[Assigned task]: Give back every line of the material exactly, as it appears below.

▬▬▬▬▬▬▬▬▬▬

Issue #8433, opened 2024-11-07
Command that fail if no output is connected can fail on startup due to modeset delay


kennylevinsen:
A handful of commands have the following construct:

```c
		if (config->reading || !config->active) {
			return cmd_results_new(CMD_DEFER, NULL);
		} else if (!root->outputs->length) {
			return cmd_results_new(CMD_INVALID,
					"Can't run this command while there's no outputs connected.");
		}
```

These commands expect that once the deferred configuration is run, any outputs that we were expecting would have appeared. This is no longer true due to the modeset delay timer.

We can fix this three ways:

1. Remove the output requirement
2. Delay deferred commands further to happen after modeset
3. Force-trigger an immediate modeset once the configuration is done.

emersion:
> Remove the output requirement

Wouldn't the command then attempt to grab a `sway_output` or workspace, and then this fails because it's not been created yet?

emersion:
Would make sense to me to trigger an immediate modeset right after startup or reload.

Nefsen402:
I don't think special casing immediate modesets would fix this problem in the general case. It's possible I have a script that enables an output and then immediately changes a bunch of properties about it. It's not necessarily true that the only place we run into this is during configuration load/reload.

emersion:
Hm right. What about delaying specifically only modesets triggered by `new_output` events?

kennylevinsen:
> Wouldn't the command then attempt to grab a sway_output or workspace, and then this fails because it's not been created yet?

We always have a fallback output, so even though the focused output is very much not the one the user wants, all operations should be possible, no?

The only caveat is that focusing a particular output can't work before it's created. We might also want to have some special casing so that the fallback output doesn't end up being considered a preferred output to restore workspaces to and such.

But, fixing all that would be more work than just restoring the old behavior, even if it was always fragile, by doing a one-off immediate modeset. It does increase the likelihood of needing two modesets at startup though.

> It's possible I have a script that enables an output and then immediately changes a bunch of properties about it. 

Output configuration would just be stored and used when applicable, but trying to focus the output or move content to it immediately wouldn't work.

philiprhoades:
I have this problem too - upgrading to 1.10.1 did not fix it so I am currently starting my 10 workspaces from a shell script . .

emersion:
The fix is in master but not yet released.

philiprhoades:
> The fix is in master but not yet released.

[...]

PR #8446, opened 2024-11-11
config: Force modeset before running deferred configs

kennylevinsen:
Some commands require outputs to be enabled. These commands are deferred to allow outputs to be discovered, but the delayed modeset might only run some time later.

Force a modeset to occur before running deferred commands.

Fixes: https://github.com/swaywm/sway/issues/8433

### DIFF
--- a/include/sway/config.h
+++ b/include/sway/config.h
@@ -705,6 +705,7 @@ struct output_config *find_output_config(struct sway_output *output);
 void free_output_config(struct output_config *oc);
 
 void request_modeset(void);
+void force_modeset(void);
 
 bool spawn_swaybg(void);
 
--- a/include/sway/config.h
+++ b/include/sway/config.h
@@ -706,6 +706,7 @@ void free_output_config(struct output_config *oc);
 
 void request_modeset(void);
 void force_modeset(void);
+bool modeset_is_pending(void);
 
 bool spawn_swaybg(void);
 
--- a/sway/desktop/output.c
+++ b/sway/desktop/output.c
@@ -408,6 +408,10 @@ void request_modeset(void) {
 	}
 }
 
+bool modeset_is_pending(void) {
+	return server.delayed_modeset != NULL;
+}
+
 void force_modeset(void) {
 	if (server.delayed_modeset != NULL) {
 		wl_event_source_remove(server.delayed_modeset);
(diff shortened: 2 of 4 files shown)


emersion:
Should we also force a modeset when a user has executed IPC commands? I don't see the value of delaying there, and it's quite surprising that you don't see the new state after the IPC command has finished execution.

kennylevinsen:
> Should we also force a modeset when a user has executed IPC commands? I don't see the value of delaying there, and it's quite surprising that you don't see the new state after the IPC command has finished execution.

Having everything batched is quite useful. An IPC script reacting to new outputs and running various output commands in response should preferably not end up forcing sequential modesets. I don't have a particular use in mind, but I imagine a kanshi-esque script isn't an unthinkable concept.

I have so far reserved immediate modesetting to where we have no choice as the new config must have taken immediate effect or where we must report on failure (output manager).

emersion:
Users can submit multiple commands in one go with IPC (`,` separator). We can keep the modeset grouped when this happens. But TBH I don't believe even that is really important, because the wlr-output-management protocol is much better suited for this use-case.

kennylevinsen:
Yeah, output manager is definitely a better tool in that regard. I also eventually want to figure out a way for a kanshi profile to be part of the first modeset, such as by figuring out a way to do away with this forced modeset for initial config load...

> We can keep the modeset grouped when this happens

I implemented a forced modeset this way at the end of IPC_COMMAND if a modeset is queued at this point.

I'm a little cautious of doing modesets on each output command as amdgpu can sometimes decide to take several wall clock seconds. It's easy to do if the current approach doesn't cut it though.

emersion:
> I also eventually want to figure out a way for a kanshi profile to be part of the first modeset, such as by figuring out a way to do away with this forced modeset for initial config load...

Yeah, that would be nice. Although I don't think getting rid of the "force modesets" is going to be reliable (it would be racy). Probably need a way to delegate output management to a particular Wayland client.

> I'm a little cautious of doing modesets on each output command as amdgpu can sometimes decide to take several wall clock seconds. It's easy to do if the current approach doesn't cut it though.

We were doing one modeset per output command in the previous release, so I'm not too worried.

emersion (approved):
Thanks!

▬▬▬▬▬▬▬▬▬▬

[Exercise solution]:
Issue #8433, opened 2024-11-07
Command that fail if no output is connected can fail on startup due to modeset delay


kennylevinsen:
A handful of commands have the following construct:

```c
		if (config->reading || !config->active) {
			return cmd_results_new(CMD_DEFER, NULL);
		} else if (!root->outputs->length) {
			return cmd_results_new(CMD_INVALID,
					"Can't run this command while there's no outputs connected.");
		}
```

These commands expect that once the deferred configuration is run, any outputs that we were expecting would have appeared. This is no longer true due to the modeset delay timer.

We can fix this three ways:

1. Remove the output requirement
2. Delay deferred commands further to happen after modeset
3. Force-trigger an immediate modeset once the configuration is done.

emersion:
> Remove the output requirement

Wouldn't the command then attempt to grab a `sway_output` or workspace, and then this fails because it's not been created yet?

emersion:
Would make sense to me to trigger an immediate modeset right after startup or reload.

Nefsen402:
I don't think special casing immediate modesets would fix this problem in the general case. It's possible I have a script that enables an output and then immediately changes a bunch of properties about it. It's not necessarily true that the only place we run into this is during configuration load/reload.

emersion:
Hm right. What about delaying specifically only modesets triggered by `new_output` events?

kennylevinsen:
> Wouldn't the command then attempt to grab a sway_output or workspace, and then this fails because it's not been created yet?

We always have a fallback output, so even though the focused output is very much not the one the user wants, all operations should be possible, no?

The only caveat is that focusing a particular output can't work before it's created. We might also want to have some special casing so that the fallback output doesn't end up being considered a preferred output to restore workspaces to and such.

But, fixing all that would be more work than just restoring the old behavior, even if it was always fragile, by doing a one-off immediate modeset. It does increase the likelihood of needing two modesets at startup though.

> It's possible I have a script that enables an output and then immediately changes a bunch of properties about it. 

Output configuration would just be stored and used when applicable, but trying to focus the output or move content to it immediately wouldn't work.

philiprhoades:
I have this problem too - upgrading to 1.10.1 did not fix it so I am currently starting my 10 workspaces from a shell script . .

emersion:
The fix is in master but not yet released.

philiprhoades:
> The fix is in master but not yet released.

[...]

PR #8446, opened 2024-11-11
config: Force modeset before running deferred configs

kennylevinsen:
Some commands require outputs to be enabled. These commands are deferred to allow outputs to be discovered, but the delayed modeset might only run some time later.

Force a modeset to occur before running deferred commands.

Fixes: https://github.com/swaywm/sway/issues/8433

### DIFF
--- a/include/sway/config.h
+++ b/include/sway/config.h
@@ -705,6 +705,7 @@ struct output_config *find_output_config(struct sway_output *output);
 void free_output_config(struct output_config *oc);
 
 void request_modeset(void);
+void force_modeset(void);
 
 bool spawn_swaybg(void);
 
--- a/include/sway/config.h
+++ b/include/sway/config.h
@@ -706,6 +706,7 @@ void free_output_config(struct output_config *oc);
 
 void request_modeset(void);
 void force_modeset(void);
+bool modeset_is_pending(void);
 
 bool spawn_swaybg(void);
 
--- a/sway/desktop/output.c
+++ b/sway/desktop/output.c
@@ -408,6 +408,10 @@ void request_modeset(void) {
 	}
 }
 
+bool modeset_is_pending(void) {
+	return server.delayed_modeset != NULL;
+}
+
 void force_modeset(void) {
 	if (server.delayed_modeset != NULL) {
 		wl_event_source_remove(server.delayed_modeset);
(diff shortened: 2 of 4 files shown)


emersion:
Should we also force a modeset when a user has executed IPC commands? I don't see the value of delaying there, and it's quite surprising that you don't see the new state after the IPC command has finished execution.

kennylevinsen:
> Should we also force a modeset when a user has executed IPC commands? I don't see the value of delaying there, and it's quite surprising that you don't see the new state after the IPC command has finished execution.

Having everything batched is quite useful. An IPC script reacting to new outputs and running various output commands in response should preferably not end up forcing sequential modesets. I don't have a particular use in mind, but I imagine a kanshi-esque script isn't an unthinkable concept.

I have so far reserved immediate modesetting to where we have no choice as the new config must have taken immediate effect or where we must report on failure (output manager).

emersion:
Users can submit multiple commands in one go with IPC (`,` separator). We can keep the modeset grouped when this happens. But TBH I don't believe even that is really important, because the wlr-output-management protocol is much better suited for this use-case.

kennylevinsen:
Yeah, output manager is definitely a better tool in that regard. I also eventually want to figure out a way for a kanshi profile to be part of the first modeset, such as by figuring out a way to do away with this forced modeset for initial config load...

> We can keep the modeset grouped when this happens

I implemented a forced modeset this way at the end of IPC_COMMAND if a modeset is queued at this point.

I'm a little cautious of doing modesets on each output command as amdgpu can sometimes decide to take several wall clock seconds. It's easy to do if the current approach doesn't cut it though.

emersion:
> I also eventually want to figure out a way for a kanshi profile to be part of the first modeset, such as by figuring out a way to do away with this forced modeset for initial config load...

Yeah, that would be nice. Although I don't think getting rid of the "force modesets" is going to be reliable (it would be racy). Probably need a way to delegate output management to a particular Wayland client.

> I'm a little cautious of doing modesets on each output command as amdgpu can sometimes decide to take several wall clock seconds. It's easy to do if the current approach doesn't cut it though.

We were doing one modeset per output command in the previous release, so I'm not too worried.

emersion (approved):
Thanks!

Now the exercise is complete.